この日記のRSSは下記のURLになります。
http://www.enpitu.ne.jp/tool/rdf.cgi?id=6723

2004年03月09日(火) 旅行日記 奈良

   

早起き。目を覚ますと、「ホー、ホケキョ」と鶯の鳴き声がした。7時過ぎに春日大社へお参りに行く。まだ朝もやがかかっているほど。今日は暖かい。

「ならまち」という小さな路地を歩き、カナカナというカフェで食事をした。「カナカナごはん」、1100円(いわゆるランチセット)。
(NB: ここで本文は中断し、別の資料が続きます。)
PR #232, opened 2021-03-25
DM-29412: Update StampsBase so that it can serve as StorageClass for subclasses

jbkalmbach:


python/lsst/meas/algorithms/stamps.py
```diff
@@ -33,9 +33,11 @@
 import lsst.afw.fits as afwFits
 from lsst.geom import Box2I, Point2I, Extent2I, Angle, degrees, SpherePoint
 from lsst.daf.base import PropertyList
+from lsst.daf.butler.core.utils import getFullTypeName
+from lsst.utils import doImport
 
 
-def writeFits(filename, stamp_ims, metadata, write_mask, write_variance):
+def writeFits(filename, stamp_ims, metadata, type_name, write_mask, write_variance):
```
timj, line 40: @SimonKrughoff should we start writing a version number to these files?

python/lsst/meas/algorithms/stamps.py
```diff
@@ -291,7 +295,15 @@ def readFitsWithOptions(cls, filename, options):
         options : `PropertyList`
             Collection of metadata parameters
         """
-        raise NotImplementedError
+        # Load metadata to get class
+        metadata = afwFits.readMetadata(filename, hdu=0)
+        type_name = metadata["STAMPCLS"]
```
timj, line 300: Consider doing:

```python
type_name = metadata.get("STAMPCLS")
if type_name is None:
    raise RuntimeError(f"No class name in file {filename}. Unable to instantiate correct stamps subclass."
                       " Is this an old version format Stamps file?")
```

Without that check you'll get a confusing `KeyError("STAMPCLS")` which won't be helpful to the general user.

One other thing that worries me a little is that since this is no longer an abstract method, it's possible for a subclass to decide not to implement it themselves. If that was to happen things would blow up really spectacularly since I think you'd get a recursion error.

Maybe short circuit that by doing something like:

```python
if cls is not StampsBase:
    raise NotImplementedError(f"Please implement specific FITS reader for class {cls}")
```
as an equivalent to the abstract method that was there before.

timj (commented):
Looks okay and I do have a couple of suggestions that should make it more robust against confusing error messages. I'd like a second opinion from @SimonKrughoff .

python/lsst/meas/algorithms/stamps.py
jbkalmbach: Thanks. Added in the error message and some tests to look for them.

python/lsst/meas/algorithms/stamps.py
SimonKrughoff: I guess so since we are breaking the API, but does that mean we have to also check the version and fall back to the old API when `STAMPCLS` is missing?  Seems like a lot of overhead, but if Morgan needs to read old stamps with new code, it will cause a problem.  I don't have any old STAMPS around, so am happy to just move on with the new order

timj: For now adding the VERSION won't have much effect because the only thing that really matters is STAMPCLS being present or not. If STAMPCLS is missing we can only complain and can't do anything to change that with versioning.  I'm more thinking about a future world where we decide to make another change and it would be handy if we could have a VERSION=1 vs VERSION=2 header (absence meaning VERSION == 0).  We've shown in our serialization of Exposure that versioning does become useful eventually.

SimonKrughoff: Fair enough, then I'm happy to take your suggestions

jbkalmbach: Ok, I updated to add a version number in the metadata. For now is that all I should do?

timj: Yes, seems fine.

おから、漬け物、お豆腐などの素朴な小鉢とご飯、味噌汁。おいしい。食後にはコーヒーがつく。

運良く、窓際の畳の席に座れた。入り口にはフライヤーと、洒落た感じの本が並ぶ。こういう弥太郎っぽいカフェに必ずあるのが、『ロマンティックに行きようと決めた理由』。弥太郎先生教ね。結局、どこへ行っても本が気になる。売っているのかは分からないが、隣の棚に『やかまし村の子どもたち』を見つけ、突然欲しくなった。

二階は雑貨店になっているそうだが、この日は空いていなかった。「スタッフが足りないんで、週に開ける曜日が決まっているんです」とのこと。こんなすてきなお店なら、きっと働きたい人がたくさんいるだろうになあ。



   


東大寺まで歩く。大仏と鹿を見たのは中学校の修学旅行以来だ。と、そんなことを意識したのは沢山の修学旅行生と遭遇したから。白い肌と黒い髪がキラキラして見えた(そうじゃない子もいたけどね、むふふ)。母親が、「若い頃はスカート短くしたり、髪の毛茶色くしたりしないほうがいいのにねえ」とぐちぐち言っていた理由が分かってしまう歳になった。
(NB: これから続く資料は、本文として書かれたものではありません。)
PR #233, opened 2021-03-30
DM-29501: replace unary_function, binary_function, deprecated in C++17

mwittgen:


src/CR.cc
```diff
@@ -73,7 +73,7 @@ class IdSpan {
 /**
  * comparison functor; sort by ID, then by row (y), then by column range start (x0)
  */
-struct IdSpanCompar : public std::binary_function<const IdSpan::ConstPtr, const IdSpan::ConstPtr, bool> {
+  struct IdSpanCompar {
```
erykoff, line 76: Is it really as simple as just removing the `binary_function` bit here?  Huh!

erykoff (approved):

src/CR.cc
mwittgen: Looks like copy/paste from existing code. Unless I am missing something.

PR #234, opened 2021-03-31
DM-28803: Add capability to discard stars with NaN annuli

leeskelvin:


python/lsst/meas/algorithms/brightStarStamps.py
```diff
@@ -124,6 +125,9 @@ def measureAndNormalize(self, annulus, statsControl=afwMath.StatisticsControl(),
         # compute annularFlux
         annulusStat = afwMath.makeStatistics(annulusImage, statsFlag, statsControl)
         self.annularFlux = annulusStat.getValue()
+        if np.isnan(self.annularFlux):
+            raise ValueError("Annular flux computation failed, likely because "
```
taranu, line 129: ValueError is "Raised when an operation or function receives an argument that has the right type but an inappropriate value,", so perhaps this should be a RuntimeError or ArithmeticError (or just make a very specific subclass called NanAnnularFluxError or similar).

python/lsst/meas/algorithms/brightStarStamps.py
```diff
@@ -254,9 +261,15 @@ def initAndNormalize(cls, starStamps, innerRadius, outerRadius,
...
-                                      badMaskPlanes=badMaskPlanes)
+        for j, stamp in enumerate(bss._stamps):
+            try:
+                stamp.measureAndNormalize(annulus, statsControl=statsControl, statsFlag=statsFlag,
+                                          badMaskPlanes=badMaskPlanes)
+            except ValueError:
+                if discardNanFluxObjects:
+                    bss._stamps.pop(j)
+                else:
+                    stamp.annularFlux = np.nan
```
taranu, line 272: It's not obvious to me what use this would serve, so it may be worth explaining here or in the function docstring under Notes.

python/lsst/meas/algorithms/brightStarStamps.py
leeskelvin: `RuntimeError` seems good to me, will update, thanks.

python/lsst/meas/algorithms/brightStarStamps.py
leeskelvin: Which aspect are you referring to in particular: the `if/else`, the `pop`, setting the `stamp.annularFlux` to `np.nan`, or something else? Happy to add a brief comment into the text to clarify.

taranu: The setting to nan part. A brief comment on why you might want to keep the stamp anyway would be helpful (my only immediate guess would be for bookkeeping so that you know that it tried and failed to measure something).

leeskelvin: Thanks Dan. Added the following comment block into the file:
```
# Optionally keep NaN flux objects, for bookkeeping purposes,
# and to avoid having to re-find and redo the preprocessing
# steps needed before bright stars can be subtracted.
```

PR #242, opened 2021-06-07
DM-30445: Add optional Archive element to stamps

MorganSchmitz:
[Jira ticket](https://jira.lsstcorp.org/browse/DM-30445)

[Jenkins run 34358](https://ci.lsst.codes/blue/organizations/jenkins/stack-os-matrix/detail/stack-os-matrix/34358/pipeline)

### DIFF
--- a/python/lsst/meas/algorithms/stamps.py
+++ b/python/lsst/meas/algorithms/stamps.py
@@ -292,7 +292,7 @@ class StampsBase(abc.ABC, Sequence):
     A butler can be used to read only a part of the stamps,
     specified by a bbox:
 
-    >>> starSubregions = butler.get("brightStarStamps_sub", dataId, bbox=bbox)
+    >>> starSubregions = butler.get("brightStarStamps", dataId, parameters={'bbox': bbox})
     """
 
     def __init__(self, stamps, metadata=None, use_mask=True, use_variance=True,
--- a/python/lsst/meas/algorithms/stamps.py
+++ b/python/lsst/meas/algorithms/stamps.py
@@ -32,13 +32,14 @@ from typing import Optional
 
 import lsst.afw.image as afwImage
 import lsst.afw.fits as afwFits
+import lsst.afw.table as afwTable
 from lsst.geom import Box2I, Point2I, Extent2I, Angle, degrees, SpherePoint
 from lsst.daf.base import PropertyList
 from lsst.daf.butler.core.utils import getFullTypeName
 from lsst.utils import doImport
 
 
-def writeFits(filename, stamp_ims, metadata, type_name, write_mask, write_variance):
+def writeFits(filename, stamp_ims, metadata, type_name, write_mask, write_variance, write_archive=False):
     """Write a single FITS file containing all stamps.
 
     Parameters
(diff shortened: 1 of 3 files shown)


python/lsst/meas/algorithms/stamps.py
```diff
@@ -113,35 +125,44 @@ def readFitsWithOptions(filename, stamp_factory, options):
...
+            md = afwFits.readMetadata(filename, hdu=idx+1)
+            if md['EXTNAME'] in ('IMAGE', 'VARIANCE'):
+                reader = afwImage.ImageFitsReader(filename, hdu=idx+1)
+            elif md['EXTNAME'] == 'MASK':
+                reader = afwImage.MaskFitsReader(filename, hdu=idx+1)
+            elif md['EXTNAME'] == 'ARCHIVE_INDEX':
+                f.setHdu(idx+1)
+                archive = afwTable.io.InputArchive.readFits(f)
+                continue
+            elif md['EXTTYPE'] == 'ARCHIVE_DATA':
```
SimonKrughoff, line 161: I'm not clear what this is doing.  I'd naively assume that the extension with EXTNAME = ARCHIVE_INDEX would have EXTTYPE = ARCHIVE_DATA, or is it that the archive system knows what archive data to read?

tests/test_stamps.py
```diff
@@ -46,15 +49,32 @@ def make_stamps(n_stamps=3):
...
-                  for stampIm, ra, dec in zip(stampImages, ras, decs)]
+                                                         geom.Angle(dec, geom.degrees)),
+                               archive_element=ae)
+                  for stampIm, ra, dec, ae in zip(stampImages, ras, decs, archive_elements)]
     metadata = PropertyList()
     metadata['RA_DEG'] = ras
     metadata['DEC_DEG'] = decs
 
-    return stamps.Stamps(stamp_list, metadata=metadata)
+    return stamps.Stamps(stamp_list, metadata=metadata, use_archive=True)
```
SimonKrughoff, line 62: I think we also need a test that uses the default of `use_archive=False`.  I don't think we necessarily need a duplicate test for True and False for all tests, but maybe test with the default in most tests and have a specific test that uses True?

SimonKrughoff (approved):
I do think we need to test with `use_archive=True` and `use_archive=False`, but other than that, it looks good.

python/lsst/meas/algorithms/stamps.py
MorganSchmitz: They're two (at least) separate HDUs. `InputArchive` knows how to handle both if you just give it the one that has EXTNAME `ARCHIVE_INDEX`. This line is just to avoid raising ValueError when we encounter the other HDU.s that was written by `OutputArchive`, which will always have EXTTYPE `ARCHIVE_DATA`.

Following the discussions in [DM-28716](https://jira.lsstcorp.org/browse/DM-28716), the _EXTNAME_ for those HDUs actually contain the type of Persistable that have been stored, so I can't check against that (since we don't know a priori what that will be), hence my using EXTTYPE here.

Following the discussions in [DM-28716](https://jira.lsstcorp.org/browse/DM-28716), the EXTNAME of

SimonKrughoff: OK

二月堂には五時過ぎについてしまい、お水取りまで時間を潰すことに。本堂(大仏殿)の、右側にあるここのお堂は高台になっていて、上までのぼると奈良の町が見渡せた。

友人が、「ねえ、来て!」と言いながら階段を駆け上がるので何事かと思ったら、美しい日没と夕焼けがあった。オレンジから紫へ、グラデーションになった空と霞がかった山、黒く影になった奈良の町並み。こんなに素直に気持ちがいいと思える体験を偶然に出来るなんて、本当にすてきなことだ。

カメラを構えてぐずぐずしているうちに、オレンジ色の面積はどんどん小さくなっていく。こうして、毎日太陽が沈む。
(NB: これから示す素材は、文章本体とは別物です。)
PR #245, opened 2021-06-23
DM-30829: Add persistence for WarpedPsf

kfindeisen:
This PR implements persistence for `WarpedPsf`. The adopted persisted form is merely the concatenation of the three subobjects currently making up the `WarpedPsf` implementation, as I don't see a more generic way to represent that state. Depends on lsst/afw#597.

### DIFF
--- a/tests/test_warpedPsf.cc
+++ b/tests/test_warpedPsf.cc
@@ -1,3 +1,26 @@
+/*
+ * This file is part of meas_algorithms.
+ *
+ * Developed for the LSST Data Management System.
+ * This product includes software developed by the LSST Project
+ * (https://www.lsst.org).
+ * See the COPYRIGHT file at the top-level directory of this distribution
+ * for details of code ownership.
+ *
+ * This program is free software: you can redistribute it and/or modify
+ * it under the terms of the GNU General Public License as published by
+ * the Free Software Foundation, either version 3 of the License, or
+ * (at your option) any later version.
+ *
+ * This program is distributed in the hope that it will be useful,
+ * but WITHOUT ANY WARRANTY; without even the implied warranty of
+ * MERCHANTABILITY or FITNESS FOR A PARTICULAR PURPOSE.  See the
+ * GNU General Public License for more details.
+ *
+ * You should have received a copy of the GNU General Public License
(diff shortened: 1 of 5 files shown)


tests/test_warpedPsf.cc
```diff
@@ -247,24 +309,23 @@ BOOST_AUTO_TEST_CASE(warpedPsf)
     unwarped_psf->evalABC(a, b, c, q);
 
     Eigen::Matrix2d m0;
-    m0 << a, b,
-          b, c;
+    m0 << a, b, b, c;
```
jmeyers314, line 312: I assume this is to make clang-format happy?  Is there a way to do that and keep it obvious that these are entries in a 2x2 matrix like before?

tests/test_warpedPsf.cc
```diff
@@ -247,24 +309,23 @@ BOOST_AUTO_TEST_CASE(warpedPsf)
...
 
     AffineTransform atr = lsst::afw::geom::linearizeTransform(*distortion->inverted(), p);
 
     Eigen::Matrix2d md;
-    md << atr.getLinear()[0], atr.getLinear()[2],
-          atr.getLinear()[1], atr.getLinear()[3];   // LinearTransform transposed index convention
+    md << atr.getLinear()[0], atr.getLinear()[2], atr.getLinear()[1],
```
jmeyers314, line 317: This seems like a regression in the formatting to me too.  Before it was clear that a 2x2 matrix was being processed.  Now that's less clear.

(Not trying to get into a format war here, but if there's a way to satisfy automated tools / standards and maintain useful information like "this is a 2x2 matrix", that'd be great.  If not, then carry on I guess.)

jmeyers314 (approved):
LGTM.  Just a couple formatting questions.

tests/test_warpedPsf.cc
kfindeisen: Sorry, I just blindly ran `clang-format`. Since I'm not familiar enough with Eigen to know if there's another way to write this, I'll just revert.

kfindeisen: Aha, there's a workaround: https://clang.llvm.org/docs/ClangFormatStyleOptions.html#disabling-formatting-on-a-piece-of-code

PR #251, opened 2021-07-19
DM-30202: Add "online" accumulator-based mean stack consistent with afw.math.

erykoff:


tests/test_accumulatorMeanStack.py
```diff
@@ -0,0 +1,202 @@
...
+import lsst.afw.math as afwMath
+from lsst.meas.algorithms import AccumulatorMeanStack, stats_ctrl_to_threshold_dict
+
+
+class AccumulatorMeanStackTestCase(lsst.utils.tests.TestCase):
+    def make_test_images_to_coadd(self):
+        """Make test images to coadd."""
+        np.random.seed(12345)
+
+        n_image = 10
```
arunkannawadi, line 17: Perhaps indicate in a comment that `n_image` has to be at least 5 and the `image_size` has to be at least 150 pixels along each dimension.

tests/test_accumulatorMeanStack.py
```diff
@@ -0,0 +1,202 @@
...
+        masked_image_list = [exp.maskedImage for exp in exposures]
+
+        afw_masked_image = afwMath.statisticsStack(masked_image_list,
+                                                   stats_flags,
+                                                   stats_ctrl,
+                                                   weights,
+                                                   clipped,
+                                                   mask_map)
+
+        # Make the stack with the online accumulator
```
arunkannawadi, line 163: This comment should be two lines down.

arunkannawadi (approved):
I still have to wrap my head around the calculations going in `threshold_dict`, but nothing that should stop the merge. I left other minor suggestions inline.

python/lsst/meas/algorithms/accumulatorMeanStack.py
```diff
@@ -0,0 +1,184 @@
...
+# GNU General Public License for more details.
+#
+# You should have received a copy of the LSST License Statement and
+# the GNU General Public License along with this program.  If not,
+# see <https://www.lsstcorp.org/LegalNotices/>.
+#
+import numpy as np
+
+
+__all__ = ['AccumulatorMeanStack', 'stats_ctrl_to_threshold_dict']
```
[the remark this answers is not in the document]
erykoff: So now that I reread the dev guide I knew https://developer.lsst.io/python/style.html#naming-conventions-for-science-pipelines "class names are CamelCase with leading uppercase", so the name of the class as `AccumulatorMeanStack` is correct.  However, I now also see that https://developer.lsst.io/python/style.html#a-python-source-file-name-should-be-camelcase-with-leading-lowercase-or-snake-case-and-end-in-py so the _file_ should be renamed to `accumulator_mean_stack.py`.

python/lsst/meas/algorithms/accumulatorMeanStack.py
```diff
@@ -0,0 +1,184 @@
...
+
+    return threshold_dict
+
+
+class AccumulatorMeanStack(object):
+    """Stack masked images.
+
+    Parameters
+    ----------
+    shape : `tuple`
```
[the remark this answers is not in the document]
erykoff: The reason I did it this way is that therefore the code isn't dependent on specific stack classes.  However, I'm still using `lsst.afw.image.maskedImage` objects as inputs, so it is dependent after all.  At the same time, the way this task is being used by descwl really prefers the shape as a tuple, so I'm going to leave it this way if that's okay.

tests/test_accumulatorMeanStack.py
erykoff: There's no such restriction, this is just arbitrary.

arunkannawadi: But you do explicitly use first 5 images to introduce artifacts by hand and if I later edit the test code to `n_image = 3`, the test would fail.

erykoff: Ah, I think I see the confusion.  The idea is to set either 1 bad pixel in the stack or half in the stack to test different scenarios with the thresholding.  And the number of images and the setting of the images in the tests are not independent.  I've added the following comment:
```
        # Choose an arbitrary number of images and image size.
        # Below we set bad pixels for either 1 or half these images,
        # at arbitrary locations.
```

6時を過ぎた頃から、「お水取り」を見るために人が増えてきた。お堂を見上げる形でなだらかな斜面に立つ。開始の7時が近づくにるれ、斜面は人混みで埋まっていく。夜の風はまだ寒くて、マフラーを巻いた。なんとなくまわりの人の熱で暖かい気がするのが救いだった。

私たちが見たのは、「おたいまつ」と呼ばれる行事。大きなたいまつを持ったお坊さんがお堂の端から端まで走り、火の粉を下の客席(?)に飛ばす。これが次々に11本登場。おたいまつの火の粉を浴びるとその年が健康に過ごせるのだとか。

ぼおっ、ぱちぱちぱち、と燃えさかるおたいまつが目の前(上)を走り抜けていく様子は本当に圧巻。火の粉が風に乗って私の頭の上にも降りかかってきて、「きゃー」と言いながら払う。でも楽しい。わくわくした。